Stormwater is transient, mobile, and above all not alive. Plants, on the contrary, cannot move elsewhere in search of better living conditions. Individual plant needs must always be satisfied hyperlocally, whereas stormwater management is ideally multiscalar. We also need to have plants where people are to benefit from local ecosystem services; there will be no "livable cities" or "urban nature-based solutions" without plant life!

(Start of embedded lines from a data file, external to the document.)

PR #2262, opened 2023-04-27
Support "store" field type in grid

BlackbitDevs:
| Q             | A
| ------------- | ---
| Bug fix?      | yes
| New feature?  | no
| BC breaks?    | no
| Deprecations? | no

If show a `coreShopStore` (store select) field in grid you'll get no data

Снимок экрана 2023-04-27 в 17 02 21

This is because `CoreShop\Bundle\StoreBundle\CoreExtension\Store` class hasn't method `getDataForGrid`

This method with all dependent methods `setOptions` and `getOptions` was copied from https://github.com/pimcore/pimcore/blob/10.5/models/DataObject/ClassDefinition/Data/Select.php (because Coreshop does not extend Pimcore's Select field type)
Only return data was changed from `return $data;` to `return $data?->getId();` because the getter returns a `Store` object via https://github.com/coreshop/CoreShop/blob/bb483e7279ac28af236caf8e8ff96001661cf70f/src/CoreShop/Bundle/ResourceBundle/CoreExtension/Select.php#L186

The most important point why it did not work is that in
https://github.com/pimcore/pimcore/blob/a5b86f3f9a63ac76282acee00879fb52b416a4ce/bundles/AdminBundle/Resources/public/js/pimcore/object/tags/select.js#L99
`field.layout.optionsProviderClass` is checked. This refers to a public field `optionsProviderClass` in the Store PHP class which did not exist before (only the `getOptionsProviderClass()` existed) and caused a JS error because of accessing a non-existing object property.

With this PR it looks like this
Снимок экрана 2023-04-27 в 17 04 10

### DIFF
--- a/src/CoreShop/Bundle/StoreBundle/CoreExtension/Store.php
+++ b/src/CoreShop/Bundle/StoreBundle/CoreExtension/Store.php
@@ -35,7 +35,7 @@ class Store extends Select
      */
     public $fieldtype = 'coreShopStore';
 
-    /** @var array */
+    /** @var array|null */
     public $options = [];
 
     /** @var string */
@@ -63,7 +63,7 @@ class Store extends Select
 
     public function getOptionsProviderClass()
     {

If we want to keep combining urban vegetation with stormwater management we need to find project-specific compromises between the needs of plants and the ideal (and often cookie-cutter) solutions for transporting, retaining, detaining, infiltrating and treat water. In the upcoming posts I will give some ideas for resolving these conflicts.



 


* Carbon deprivation is very very rare for terrestrial plants, since air contains plenty of it. Because of this, I'm not going any deeper into this question, but keep in mind that the carbon capture potential of plants is directly tied to their capacity to synthetize carbon dioxide into plant tissues. The bigger plant and the more slowly degradable plant tissues, the larger is the long-term carbon capture potential.


** Or with the help of glasses. Or as can be observed via touch and smell. Different options.


*** Unless somebody had decided to cover them with airproof paint or plastic. Don't do that.


**** I'm using tree-centric language for the sake of simplicity. Obviously, herbaceous plants can photosynthetize with all of their green parts.